Carrots and Sticks: Why Does Public Procurement Live in Fear?

This post, written by Tim Laseter, originally appeared on Public Spend Forum.

Ongoing efforts to bring commercial practices such as strategic sourcing to the world of federal procurement face many challenges. Many assume the answer lies in reform of the 2,000-plus page Federal Acquisition Regulation, commonly known as “the FAR.” The best acquisition professionals recognize the bureaucracy inherent in the FAR. They operate under the assumption that commercial practices can be applied as long as the FAR does not explicitly disallow them.
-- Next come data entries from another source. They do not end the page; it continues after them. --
PR #364, opened 2026-08-30
tts: make the OmniVoice reference clamp reachable, and stop silent truncation

CryptVenture:
### OmniVoice's reference-length clamp was dead code

It sat behind `!options.has_reference_text` (`audio_tokenizer.cpp:381`), but `prompt_builder.cpp:772-775` **throws** if a voice-clone request arrives without reference text. The two conditions are mutually exclusive, so the clamp could never fire on a real clone. References were encoded whole at 75 Hz (24000 sample rate / 320 hop) with no guard and no warning.

The shipped demo voices run 4.7–9.9 s, i.e. 353–741 frames. A 101 s reference is **7,579 frames**, and measured on Metal it generated at 0.30× realtime and came out garbled, where a 12 s cut of the same voice ran at 2.26× and was clean.

The clamp now applies. It cuts at the **start of a silence run** rather than the quietest single window, tiered at 250/150/80 ms, so whole words survive; if no pause exists inside the limit it keeps the whole clip and warns rather than slicing a word; and it strips the edges and re-pads both ends with exact digital silence, which the model needs. `reference_max_seconds` (default 15) and `reference_pad_ms` (default 150) are request options and key the reference-prompt cache.

A reference with ≤15 s of speech content is returned **byte for byte unchanged**, so the demo voices are bit-identical — a `demo_1_man` render hashes the same before and after (SHA-256 `33b2d439…`).

### The clamp alone was not enough

Only an end-to-end run caught this. `estimate_target_tokens` derives the output duration from the ref_text-to-ref_frames pair as a **speaking-rate proxy**. Clamping the audio while leaving the caller's full transcript collapses that rate: the first fixed run produced **1.75 s** of audio for a sentence that should run about 6 s. `OmniVoiceAudioTokens` now carries `retained_fraction` and `prompt_builder` trims the transcript to the matching head, since the clamp keeps the head of the clip.

Measured on Metal, seed 42, 101 s reference, target text *"At three forty five in the afternoon I walked past twelve Saint Peter Street and bought a coffee."*, transcribed back with Parakeet TDT:

| | Wall clock | ASR of the output |
|---|---|---|
| before | 43.15 s | `Falf did sef sound right. Tapas 12 sex sex thoughts and session. Sayin' bit` |
| after | **6.90 s** | `At 3.45. In the afternoon, I walked past 12 St. Peter Street and bought a coffee.` |

The residual differences are Parakeet's own number and abbreviation normalisation.

### Qwen3-TTS could not synthesise its own default chunk

8192 codepoints against a 2048-token cap is 163 s at the 12.5 Hz codec frame rate, and the talker exited on a bare `break`, so long-form input truncated silently mid-sentence. The default is now derived from the frame rate and the actual cap, and resolved per request so `--max-tokens` resizes it too.

### Cap hits are no longer silent

In Qwen3-TTS and Chatterbox, following the stop-reason pattern OuteTTS already uses. Chatterbox also gained a bounds clamp on `speech_position_weight`: the decode loop indexes it at `step + 1` with no check, so raising the token cap could have overrun a short checkpoint table.

### Chatterbox defaults resolved from the repo's own harnesses

Not by guess. `tests/chatterbox/chatterbox_python_warm_bench.py:34-37` passes `repetition_penalty=1.2` and `top_p=1.0` — so `docs/tts.md` was wrong on both. `tests/chatterbox/chatterbox_warm_bench.cpp:174` defaults `--max-new-tokens` to 1000 — so the code was wrong there.

`top_p` stays 1.0: it is upstream's own default and a deliberate no-op, with `min_p=0.05` doing the filtering. Raising `max_new_tokens` 384 → 1000 is not a sampling change — with `stop_on_eos` any chunk that already finished under 384 tokens is bit-identical.

### VibeVoice reference cap documented and overridable

10 s on Metal, 30 s on CUDA (`session.cpp:25-26`), undocumented and with no override. Both constants arrived in the initial release with no comment and the gate is `Cuda || Hip`, so CPU and Vulkan take 10 s too — this reads as "CUDA was tested at 30 s", not "Metal has a limit". **Default unchanged**, but `vibevoice.voice_prompt_max_seconds` now overrides it, the truncation fades instead of cutting, and `docs/tts.md` states the split and that it is untested.

## Validation

**Build**
```
cmake --build build
```

**Test**
```
ctest -R "omnivoice_reference_clamp_test|qwen3_tts_chunk_budget_test"
```

The OmniVoice test is gated on `omnivoice IN_LIST AUDIOCPP_LINKED_MODELS`. It asserts the cut lands at the start of a pause (source RMS over the 250 ms *after* the cut is 0, over the 100 ms *before* it is > 0.1), that head and tail pad RMS are **exactly 0.0**, that a pause-free clip is kept whole, and that a short reference is byte-for-byte identical.

**Run command used for the Metal A/B**
```
audiocpp_cli --task tts --family omnivoice --model models/OmniVoice-GGUF/omnivoice-q8_0.gguf \
  --backend metal --seed 42 --voice-ref long.wav --reference-text "..." --text "..." --out out.wav
```

**Backend tested:** Metal, Apple M4 Max. Full suite **40/40**.

## Affects

Output changes for OmniVoice references longer than the limit — that is the fix; shorter references are bit-identical. Chatterbox chunks that were being truncated now finish. Qwen3-TTS long-form produces roughly 5× more chunks.

## Known limitations

- Qwen3-TTS has no cross-chunk state, so more chunks means more joins. This trades a silent truncation for more seams, and pairs naturally with a chunk-seam crossfade change.
- Whether Metal can actually take a 30 s VibeVoice prompt is still unmeasured; the new override makes that a one-flag experiment.
- OmniVoice has no cap and no EOS — its length is fixed before generation — so it has no cap-hit stop reason to report.

### DIFF
--- a/CMakeLists.txt
+++ b/CMakeLists.txt
@@ -2032,6 +2032,22 @@ if (ENGINE_BUILD_TESTS)
         COMMAND audio_chunking_test
     )
 
+    add_engine_unittest(qwen3_tts_chunk_budget_test tests/unittests/test_qwen3_tts_chunk_budget.cpp)
+
+    add_test(
+        NAME qwen3_tts_chunk_budget_test
+        COMMAND qwen3_tts_chunk_budget_test
+    )
+
+    if (omnivoice IN_LIST AUDIOCPP_LINKED_MODELS)
+        add_engine_unittest(omnivoice_reference_clamp_test tests/unittests/test_omnivoice_reference_clamp.cpp)
+
+        add_test(
+            NAME omnivoice_reference_clamp_test
+            COMMAND omnivoice_reference_clamp_test
+        )
+    endif()
+
     add_engine_unittest(chinese_normalization_test tests/unittests/test_chinese_normalization.cpp)
 
     add_test(
--- a/docs/tts.md
+++ b/docs/tts.md
@@ -95,10 +95,14 @@ audiocpp_cli --task vc --family chatterbox --model models/chatterbox --backend c
 | `--text-chunk-size` | integer chars | `128` | Long-form chunk size. |
 | `--guidance-scale` | float | `0.5` | CFG strength. |
 | `--temperature` | float | `0.8` | T3 sampling temperature. |
-| `--top-p` | float | `0.8` | T3 nucleus sampling limit. |
-| `--repetition-penalty` | float | `2.0` | T3 repetition penalty. |
-| `--max-tokens` | integer | `1000` | Maximum generated T3 tokens per chunk. |
+| `--top-p` | float | `1.0` | T3 nucleus sampling limit. `1.0` disables nucleus filtering outright; `min_p` is the truncation filter that runs by default. |
+| `--request-option min_p=<float>` | float | `0.05` | T3 minimum-probability filter, applied before top-p. |
+| `--repetition-penalty` | float | `1.2` | T3 repetition penalty. |
+| `--max-tokens` | integer | `1000` | Maximum generated T3 tokens per chunk. At the 25 Hz speech-token rate this is about 40 s of audio; a chunk that reaches it is truncated mid-utterance and a warning is printed. |
 | `--do-sample` | `true`, `false` | `true` | Enable stochastic T3 sampling. |
+| `--request-option exaggeration=<float>` | float | `0.5` | Emotion-advance conditioning strength. |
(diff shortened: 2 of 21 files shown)


0xShug0:
These are separate model behavior changes and need separate PRs per model plus real model runs.

Also it's safe to ignore all python scripts. Those warmbench scripts are just for reference, as they may require customized setups. Many of them cannot run out of the box because they are missing required dependencies.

Unfortunately, many contract administrators have been trained to operate under the assumption that an approach must be explicitly described in the FAR to be allowed. We may simply dismiss this narrow interpretation of the FAR as the inevitable result of bureaucratic thinking. But, a look at the contrasting incentive structures in the commercial world versus the government suggests that such tunnel vision is a rational response to burdensome legislative oversight.

A procurement professional in the commercial word faces the traditional combination of carrots and sticks of business: salary, bonuses, career progression, and job security. The most recent annual survey of the 40,000 members of the Institute of Supply Management documented an average salary of $102,218, with 63% of respondents earning bonuses that averaged 20 percent. And the field offers great career progression as top companies use procurement as a training ground for high potential candidates, and business schools continue to see expanded enrollments for supply chain specialties.

Federal procurement offers a less compelling story. Positively, the Federal Government has more than 25,000 contracting officers responsible for spending $400 billion per year. The Federal Government has been hiring acquisition professionals as many long-time employees reach retirement age. Lower risk of losing a job once hired may also be an attraction: Federal employment attrition tends to run at a rate less than half of the overall economy. The government environment, however, offers far more sticks than carrots. A buyer in the commercial world will be fired for incompetency or dishonesty, but a federal worker faces the additional risk of civil and criminal legal suits, so much so than many procurement professionals buy federal employee liability insurance. Such insurance covers, for example, the personal legal fees for a conflict of interest complaint filed by a contractor who loses a competitive award which can be found valid without proving wrongful intent. Commercial suppliers present no such threat so commercial buyers have no such need.